Based on feedback from readers and instructors, the Second Edition has two main improvements. First is a new-and-improved structuring of the topics. This reordering of topics is aimed at providing an easier introduction of forecasting methods which appears to be more intuitive to students. It also helps prioritize topics to be covered in a shorter course, allowing optional coverage of topics in Chapters 8-9. The restructuring also aligns this new edition with the new Third Edition of XLMiner®-based Practical Time Series Forecasting, offering instructors the flexibility to teach a mixed crowd of programmers and non-programmers. The re-ordering includes
  • relocating and combining the sections on autocorrelation, AR and ARIMA models, and external information into a separate new chapter (Chapter 7). The discussion of ARIMA models now includes equations and further details on parameters and structure
  • forecasting binary outcomes is now a separate chapter (Chapter 8), introducing the context of binary outcomes, performance evaluation, and logistic regression
  • neural networks are now in a separate chapter (Chapter 9)

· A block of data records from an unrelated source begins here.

Issue #467, opened 2017-09-04
Webpack config target: 'web' should not be needed


doug2k1:
According to [Webpack docs](https://webpack.js.org/configuration/target/#target), 'web' is the default value for the target option. Both dev and prod configs has it set.

https://github.com/coryhouse/react-slingshot/blob/134b5f9b7dfcc3619a2af604e824f539b386ea47/webpack.config.prod.js#L21

kwelch:
I am not against the explicitness, but the link being broken is not so good.

coryhouse:
I just removed the outdated comment a8707054375b3f8c6ddd75f430e6156b75411299

Prefer leaving the setting to be explicit. Thanks!

PR #468, opened 2017-09-04
Update Webpack references to new docs

doug2k1:
I'm updating the Webpack references to the new docs (Webpack v2+), in both README.me and source code comments.

Note: I leave the lines that set `target: 'web'` on both Webpack configs untouched, as per #467 I think they could be removed.


kwelch:
Looks good, thanks for the updates.

PR #475, opened 2017-09-13
Removed redundant react-router dependency

ifeature:
As far as you're using react-router-dom package, it is no need, to include react-router dependency.

- In `router.js` you have an import reference to `IndexRoute`, which doesn't exist in react-router v4
- Moreover, react-router v4 designed in a way, when you can't describe all your existing routes in your app, especially, I'm talking about nested routes. So, you definitely don't need `routes.js`, because the routing part of component lies next to other component stuff, as you've specified in `App.js`
- `react-router` and `react-router-dom` libs have pretty the same functionality, but does it make sense to include both of them into project dependencies?


docs/FAQ.md
```diff
@@ -224,9 +224,8 @@ Nope. Redux is useful for applications with more complex data flows. If your app
 
 <a name="how-do-i-remove-react-router"></a>
 ### How do I remove React Router?
- 1. Uninstall React Router and routing related packages: `npm uninstall --save react-router`
- 2. Delete the following files: `src/routes.js`
- 3. Remove `import { Link, IndexLink } from 'react-router';` from top of `src/components/App.js`, add a reference to `src/components/FuelSavingsForm.js`, and replace body of (implicit) render with this: `<FuelSavingsPage />`.
+ 1. Uninstall React Router and routing related packages: `npm uninstall --save react-router-dom`
+ 3. Remove `import { Switch, NavLink, Route } from 'react-router-dom';` from top of `src/components/App.js`, add a reference to `src/components/FuelSavingsForm.js`, and replace body of (implicit) render with this: `<FuelSavingsPage />`.
```
kwelch: Could you also update the numbering?

kwelch:
Good catch! LGTM, after the one comment is addressed.

coryhouse:
Excellent point! I should have noticed those files were still lying around. Thanks for the cleanup! 👍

The second update is the addition and expansion of several topics:
  • prediction intervals are now included on all relevant charts and a discussion of prediction cones was added
  • The discussion of exponential smoothing with multiple seasonal cycles in Chapter 5 has been extended, with examples using R functions dshw and tbats
  • Chapter 7 includes two new examples (bike sharing rentals and Walmart sales) using R functions tslm and stlm to illustrate incorporating external information into a linear model and ARIMA model. 
Additionally, the STL approach for decomposing a time series is introduced and illustrated.